Problem statement: Report every line of the records beneath this task that holds the string "tasks".

(Beginning of Data in this exercise)

PR #63, opened 2024-04-12
Add empty content when history is empty

### LINKED ISSUE #62: Past tasks button should be hidden if there are no old tasks

c.nc.c

c.nc.c

Firefox

### Describe the Bug

The button to see past tasks is always shown, even when there are no tasks to show.

### Expected Behavior

The button should only be shown if there are actually tasks that would be displayed there.

### To Reproduce

1. Fresh Nextcloud instance (with some task providers)
2. Open Assistant
3. Select any of the tasks and the button will be shown

julien-nc:
closes #62
The history task list is retrieved after the history button is clicked so we can't hide the button if the history is empty.
But we can show an empty content:

image

### DIFF
--- a/src/components/AssistantTextProcessingForm.vue
+++ b/src/components/AssistantTextProcessingForm.vue
@@ -32,7 +32,7 @@
 			</div>
 			<TaskList
 				class="history--list"
-				:task-type="mySelectedTaskTypeId"
+				:task-type="selectedTaskType"
 				:loading.sync="historyLoading"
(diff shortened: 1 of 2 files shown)


provokateurin (approved):
LGTM, but maybe the issue should be kept open so that it can be implemented in the future.

julien-nc:
Since it's possible to change the task type while seeing the history, maybe it's still good to see the history button even if it leads to an empty history.

It might seem weird to users not to find the history button.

(End of Data in this exercise)

Result of this task:
### LINKED ISSUE #62: Past tasks button should be hidden if there are no old tasks
The button to see past tasks is always shown, even when there are no tasks to show.
The button should only be shown if there are actually tasks that would be displayed there.
3. Select any of the tasks and the button will be shown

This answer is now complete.